**Work required**
If a line below contains the string "would", return that line.

Items listed in a dataset

________________

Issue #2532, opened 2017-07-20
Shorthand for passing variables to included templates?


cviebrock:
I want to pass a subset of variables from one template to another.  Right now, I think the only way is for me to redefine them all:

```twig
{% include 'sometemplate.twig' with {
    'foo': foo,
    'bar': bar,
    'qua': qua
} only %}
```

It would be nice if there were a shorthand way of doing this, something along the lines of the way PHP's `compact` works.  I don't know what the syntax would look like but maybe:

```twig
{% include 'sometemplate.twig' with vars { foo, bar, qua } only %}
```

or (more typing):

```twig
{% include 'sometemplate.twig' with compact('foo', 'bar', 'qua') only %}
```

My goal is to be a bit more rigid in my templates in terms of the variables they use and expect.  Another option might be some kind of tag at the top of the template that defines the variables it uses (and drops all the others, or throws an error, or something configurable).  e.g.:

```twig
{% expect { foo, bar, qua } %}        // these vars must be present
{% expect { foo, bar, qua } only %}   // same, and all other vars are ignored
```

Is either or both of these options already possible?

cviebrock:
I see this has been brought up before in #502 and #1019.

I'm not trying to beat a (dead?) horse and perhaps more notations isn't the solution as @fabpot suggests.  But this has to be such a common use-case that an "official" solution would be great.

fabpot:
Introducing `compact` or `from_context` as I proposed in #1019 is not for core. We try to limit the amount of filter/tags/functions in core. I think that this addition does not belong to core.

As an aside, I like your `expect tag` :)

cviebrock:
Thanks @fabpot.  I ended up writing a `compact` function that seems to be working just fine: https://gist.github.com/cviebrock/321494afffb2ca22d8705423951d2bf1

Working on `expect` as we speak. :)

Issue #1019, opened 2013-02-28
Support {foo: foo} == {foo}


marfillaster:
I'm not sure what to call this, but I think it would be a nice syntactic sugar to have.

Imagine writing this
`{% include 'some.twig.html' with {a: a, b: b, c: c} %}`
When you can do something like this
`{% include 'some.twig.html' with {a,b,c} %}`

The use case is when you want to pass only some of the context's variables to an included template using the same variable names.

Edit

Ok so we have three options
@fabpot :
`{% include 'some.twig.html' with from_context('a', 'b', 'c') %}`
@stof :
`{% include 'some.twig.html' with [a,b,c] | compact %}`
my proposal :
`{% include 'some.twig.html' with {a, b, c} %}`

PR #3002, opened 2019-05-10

________________

**Task response**
It would be nice if there were a shorthand way of doing this, something along the lines of the way PHP's `compact` works.  I don't know what the syntax would look like but maybe:
I'm not trying to beat a (dead?) horse and perhaps more notations isn't the solution as @fabpot suggests.  But this has to be such a common use-case that an "official" solution would be great.
I'm not sure what to call this, but I think it would be a nice syntactic sugar to have.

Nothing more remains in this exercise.